## REQUIREMENT:
Among the entries below, find every line that contains the string "comparison", then copy it.

## PROVIDED ENTRIES:
PR #498, opened 2024-06-06
refactor: use enum to distinguish transaction signature types

Wodann:
This PR introduces a way to statically distinguish between a fake signature and an ECDSA signature with recoverable address.

The introduced `signature::Fakeable<SignatureT>` also handles caching of the address to ensure that it only will be recovered once.

These changes allow the future removal of the `ExecutableTransaction`, as the caller address will now always be part of `transaction::Signed`


crates/edr_eth/src/signature/fakeable.rs
```diff
@@ -0,0 +1,217 @@
...
+    fn serialize<S>(&self, serializer: S) -> Result<S::Ok, S::Error>
+    where
+        S: serde::Serializer,
+    {
+        use serde::ser::SerializeMap;
+
+        let mut map = serializer.serialize_map(Some(3))?;
+        map.serialize_entry("r", &self.r())?;
+        map.serialize_entry("s", &self.s())?;
+        // We serialize the `v` field for backwards compatibility
```
agostbiro, line 159: Could you expand on what needs to be backwards compatible?

crates/edr_eth/src/signature/fakeable.rs
```diff
@@ -0,0 +1,217 @@
...
+                    }
+                    .encode(out);
+                } else {
+                    let ecdsa = Ecdsa {
+                        r: self.r(),
+                        s: self.s(),
+                        v: *v,
+                    };
+
+                    println!("ecdsa: {ecdsa:?}");
```
agostbiro, line 115: Nit: this might be a debugging leftover

crates/edr_eth/src/signature/fakeable.rs
```diff
@@ -0,0 +1,217 @@
...
+    fn length(&self) -> usize {
+        match &self.data {
+            FakeableData::Fake { v } => {
+                let v_length = if let Some(y_parity) = self.y_parity() {
+                    y_parity.length()
+                } else {
+                    v.length()
+                };
+
+                self.r().length() + self.s().length() + v_length
```
agostbiro, line 133: This might be more bullet proof if it proxied to length of`Ecdsa/EcdsaWithYParity`

crates/edr_eth/src/signature/fakeable.rs
```diff
@@ -0,0 +1,217 @@
...
+            }
+            FakeableData::Recoverable { signature } => signature.length(),
+        }
+    }
+}
+
+impl<SignatureT: Recoverable + Signature> PartialEq for Fakeable<SignatureT> {
+    fn eq(&self, other: &Self) -> bool {
+        self.r() == other.r() && self.s() == other.s() && self.v() == other.v()
```
agostbiro, line 142: What's the reason for the custom implementaton?

crates/edr_eth/src/signature.rs
```diff
@@ -98,23 +47,10 @@ pub enum SignatureError {
...
-    Data(Vec<u8>),
-    /// Message hash
-    Hash(B256),
-}
-
 #[derive(Clone, Copy, Debug, Eq, PartialEq, Hash)]
 #[cfg_attr(feature = "serde", derive(serde::Serialize, serde::Deserialize))]
 /// An ECDSA signature
-pub struct Signature {
+pub struct Ecdsa {
```
agostbiro, line 53: The name ECDSA is a bit weird for me for a signature struct, as ECDSA is the algorithm and the signature is its output, but I see that it's used as `signature::Ecdsa` so that makes it unambiguous, so not a change request, just feedback.

crates/edr_eth/src/transaction/signed/eip155.rs
```diff
@@ -23,17 +23,13 @@ pub struct Eip155 {
     pub kind: TxKind,
     pub value: U256,
     pub input: Bytes,
-    pub signature: Signature,
+    #[cfg_attr(feature = "serde", serde(flatten))]
+    pub signature: signature::Fakeable<signature::Ecdsa>,
```
agostbiro, line 27: I'm wondering why `signature::Fakeable<signature::Ecdsa>` and not just `signature::Ecdsa`?

agostbiro (commented):
Thanks for the PR! This is an important improvement. I went over it and left some comments on the code.

In general there are two conceptual things that I'm not 100% convinced of, but I also don't think they're merge blockers:

### `EcdsaWithYParity` struct

The `EcdsaWithYParity` struct is a bit weird from a conceptual perspective, because the y parity can be always recovered from the `v` value which the `Ecdsa` struct has. As I understand the distinction comes from the fact that EIP-2930 and later transactions only include the `r` and `s` values and an `odd_y_parity` flag, as opposed to `r`, `s` and `v` values. For the internal library of an Ethereum specific tool I think it's ok if this leaks into the signature types, but ideally we'd only have a `signature::Ecdsa` struct where we set the `v` value based on the `odd_y_parity` and `chain_id` from the transaction.

### `Signature` trait 

My understanding is that the purpose of the `Signature` trait is to provide a sum type over certain types in the `edr_eth` crate. I tend to prefer designs where sum types are  represented with enums as this brings more conceptual clarity and prevents type erasure and dynamic dispatch.

crates/edr_eth/src/transaction/signed/eip155.rs
agostbiro: On a second thought I think I understand now, but it's a bit weird to have a fakeable field in what is an RPC type (and transactions from RPC should definitely not be fake). Feels like we need two signed transaction types: one unverified (which comes from user input or we fetch it from RPC) and one verified where we can bypass the verification with fake signatures.

Wodann:
> ### `EcdsaWithYParity` struct
> 
> The `EcdsaWithYParity` struct is a bit weird from a conceptual perspective, because the y parity can be always recovered from the `v` value which the `Ecdsa` struct has. As I understand the distinction comes from the fact that EIP-2930 and later transactions only include the `r` and `s` values and an `odd_y_parity` flag, as opposed to `r`, `s` and `v` values. For the internal library of an Ethereum specific tool I think it's ok if this leaks into the signature types, but ideally we'd only have a `signature::Ecdsa` struct where we set the `v` value based on the `odd_y_parity` and `chain_id` from the transaction.

I agree that the `odd_y_parity` can be calculated from the `v` value. However, the RLP-encoding and -decoding of EIP-2930 and later transactions is different as well, given that the `odd_y_parity` is only 1 byte, as opposed to the 8-bytes that legacy and EIP-155 transactions RLP-encode/-decode.

As this distinction is known at compile-time, I expressed that with two different types: `Ecdsa` and `EcdsaWithYParity`. Previously this was achieved by having the `r`, `s,`, and `odd_y_parity` fields listed separately in the `Eip2930` and later transactions, whereas the `Legacy` and `Eip155` transactions included the `Signature`.

> ### `Signature` trait
> 
> My understanding is that the purpose of the `Signature` trait is to provide a sum type over certain types in the `edr_eth` crate. I tend to prefer designs where sum types are represented with enums as this brings more conceptual clarity and prevents type erasure and dynamic dispatch.

I'm not trying to achieve a sum type (unless you consider polymorphism a form of sum type). Given that there are two compile-time types `Ecdsa` and `EcdsaWithYParity` (see above argumentation) that contain the `r`, `s`, and `v` or `odd_y_parity` values, to achieve both compile-time and runtime polymorphism, I introduced the trait that returns those values.

It's [hard to say](https://stackoverflow.com/questions/28621980/what-are-the-actual-runtime-performance-costs-of-dynamic-dispatch) whether dynamic dispatch would be faster or slower than having a sum type as the compiler will potentially apply optimisations in both cases.

Given that there is only one location at which I'm using the trait, I can easily remove it by exposing the `r`, `s`, `v`, and `odd_y_parity` values directly on the `transaction::Signed`. I'm happy to do that to simplify the code.

crates/edr_eth/src/signature/fakeable.rs
Wodann: As the address is cached in a `OnceCell` that should not be incorporated in the comparison. Validating the actual signature suffices. I achieved that by comparing the `r`, `s,` and `v` values.

You pointing this out, made me realise that calculating those values has some overhead, so I separated the comparison of `Fake` and `Recoverable` in [this commit](https://github.com/NomicFoundation/edr/pull/498/commits/33d5df811d21864d06cb974daff96bc2d91c7e35).

crates/edr_eth/src/signature/fakeable.rs
Wodann: Addressed by https://github.com/NomicFoundation/edr/pull/498/commits/33d5df811d21864d06cb974daff96bc2d91c7e35

crates/edr_eth/src/signature/fakeable.rs
Wodann: Addressed by https://github.com/NomicFoundation/edr/pull/498/commits/33d5df811d21864d06cb974daff96bc2d91c7e35

crates/edr_eth/src/signature/fakeable.rs
Wodann: Addressed by https://github.com/NomicFoundation/edr/pull/498/commits/33d5df811d21864d06cb974daff96bc2d91c7e35

crates/edr_eth/src/signature.rs
```diff
@@ -123,345 +59,119 @@ pub struct Signature {
...
-    }
-}
+    /// Returns the signature's V-value.
+    fn v(&self) -> u64;
 
-impl From<Signature> for Vec<u8> {
-    fn from(src: Signature) -> Vec<u8> {
-        <[u8; 65]>::from(&src).to_vec()
-    }
+    /// Returns the signature's Y-parity value, if it exists.
```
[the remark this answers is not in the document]
Wodann: Addressed by https://github.com/NomicFoundation/edr/pull/498/commits/33d5df811d21864d06cb974daff96bc2d91c7e35

crates/edr_eth/src/signature.rs
```diff
@@ -123,345 +59,119 @@ pub struct Signature {
...
+    /// Contains the caller address.
+    ///
+    /// The only requirements on a fake signature are that when it is encoded as
+    /// part of a transaction, it produces the same hash for the same
+    /// transaction from a sender, and it produces different hashes for
+    /// different senders. We achieve this by setting the `r` and `s` values
+    /// to the sender's address. This is the simplest implementation and it
+    /// helps us recognize fake signatures in debug logs.
+    Fake {
+        // /// Whether the fake transaction uses Y-parity (0 or 1).
```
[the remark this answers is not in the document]
Wodann: Addressed by https://github.com/NomicFoundation/edr/pull/498/commits/33d5df811d21864d06cb974daff96bc2d91c7e35

crates/edr_eth/src/transaction/signed/eip155.rs
agostbiro: Right, thanks, I got confused by the serde implementation. Thought the internal type didn't have it.

agostbiro:
> As this distinction needs to happen at compile-time, I expressed that with two different types: `Ecdsa` and `EcdsaWithYParity`. Previously this was achieved by having the `r`, `s,`, and `odd_y_parity` fields listed separately in the `Eip2930` and later transactions, whereas the `Legacy` and `Eip155` transactions included the `Signature`.

Ok makes sense!
 
> I'm not trying to achieve a sum type, as the signature type that a transaction needs to receive is mutually exclusive (unless you consider polymorphism a form of sum type). Given that there are two compile-time types `Ecdsa` and `EcdsaWithYParity` (see above argumentation) that contain the `r`, `s`, and `v` or `odd_y_parity` values, to achieve both compile-time and runtime polymorphism, I introduced the trait that returns those values.

Ok so we want to abstract over different (data) types here. This is often done with polymorphism in object-oriented languages, but in languages that support sum types I prefer to do that as I find that it's easier to work with. In any case, I think it's ok to merge as is, so not a change request.

agostbiro (approved):
Thanks for the changes! I added some comments, the [comment](https://github.com/NomicFoundation/edr/pull/498#discussion_r1633321835) about signature type names is a nice to have, the rest is just info.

## RESULT OF THE EXERCISE:
Wodann: As the address is cached in a `OnceCell` that should not be incorporated in the comparison. Validating the actual signature suffices. I achieved that by comparing the `r`, `s,` and `v` values.
You pointing this out, made me realise that calculating those values has some overhead, so I separated the comparison of `Fake` and `Recoverable` in [this commit](https://github.com/NomicFoundation/edr/pull/498/commits/33d5df811d21864d06cb974daff96bc2d91c7e35).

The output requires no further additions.